What do you want from me?

Jus some kindness. Some lovin kindness.

Gracie thought about the passage that had directed her life. Let each of us keep seeking, not his own advantage, but all that of the other person.

For all his crude ways, John carried his giving heart hot in his hand. After his first visit, Gracie saw him as a young man no longer. He began to shine. There was a blinding light inside him, a blinding light that lit from his stomach to his head. Outside the inside light, she could not watch him directly, but she knew the motion of his heart. Whether a skullcapped November night or a bareheaded July evening, John could not get enough of her. He gave her wings to escape the gravity of the church and nest in its rafters. He flung her into the wilderness of sudden discovery and made her a citizen of another world. He filled her life, filled the whole world of feeling for her. She could hear his seed’s approaching call. Bells of jubilation. She heard them peal in her sleep, a distant rhythm. She desperately awaited the night he would rip the veil of her virginity.

She did not wait long. Memory, hope, and reality meshed and clicked.

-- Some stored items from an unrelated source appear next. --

PR #385, opened 2025-03-13
[MOL-17974][MA] force focus on text area field when chips are clicked

mauw-paloit:
**Changes**

-   [delete] branch

**Changelog entry**

-   Add focus on text area when chips are clicked to fix bug with onBlur validation not firing

**Additional information**

-   You may refer to this ticket [MOL-17974](https://sgtechstack.atlassian.net/browse/MOL-17974)

### DIFF
--- a/src/components/fields/textarea/textarea.tsx
+++ b/src/components/fields/textarea/textarea.tsx
@@ -23,6 +23,7 @@ export const Textarea = (props: IGenericFieldProps<ITextareaSchema>) => {
 		schema: { className, chipTexts, chipPosition, rows = 1, resizable, label: _label, validation, ...otherSchema },
 		value,
 		warning,
+		onBlur,
 		...otherProps
 	} = props;
 	const { setValue } = useFormContext();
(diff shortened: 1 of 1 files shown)


src/components/fields/textarea/textarea.tsx
```diff
@@ -73,6 +74,10 @@ export const Textarea = (props: IGenericFieldProps<ITextareaSchema>) => {
 				value: newValue,
 			},
 		});
+
+		if (textAreaRef.current) {
+			textAreaRef.current.focus();
+		}
```
weili-govtech, line 80: this still results in a brief moment when the textarea gets blurred, the error message still gets displayed
I will recommend to re-focus the field based on: https://adueck.github.io/blog/keep-focus-when-clicking-on-element-react/
you can check if user clicked on the pills through `e.relatedTarget`


https://github.com/user-attachments/assets/8caf269c-5ea0-4d34-b687-d6350a577017

mauw-paloit: Thanks, updated the MR. I kept the original implementation of having a focus event when a chip is clicked to cater for the scenario that the user has triggered the validation message, clicked away, then clicks a pill. In this scenario, it should focus on the textArea element so if the user clicks away again, it is revalidated. To fix the issue you highlighted in your comment, I added a fix based on your suggestion to prevent onBlur from occurring if the user clicks a chip. Let me know your thoughts!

He massaged her with soft words. Tell me more and then some. Whisper on to Doomsday. And she embraced him, dived into his veins— you go to my head — splashed in the brown ponds of his eyes, her own shut eyes opening the black lens of her imagination. His teeth — he carried a toothbrush and baking soda balled up in tinfoil and white-brushed his teeth six times a day — gripped on to the black whirlpools of her areolae — and hers consumed his flesh — though she resisted its call, closed her hearing skin — because they had gone no further than innocent hugs and wet kisses, though she wanted it and got it, their flesh making loud slapping noises. Yes, he stuck it right inside her, a red-hot poker, and hot blood poured lava-like down her thighs, filling up the room, ready to set the bed aflame and afloat. The next morning, she examined her thighs. Two black streaks on the inside, like burned rubber. The smell of singed flesh. Through nights of muscular love, he forged her a new self. Afterward, she lay on the bed, moon and stars curled between her toes, him hard-breathing beside her.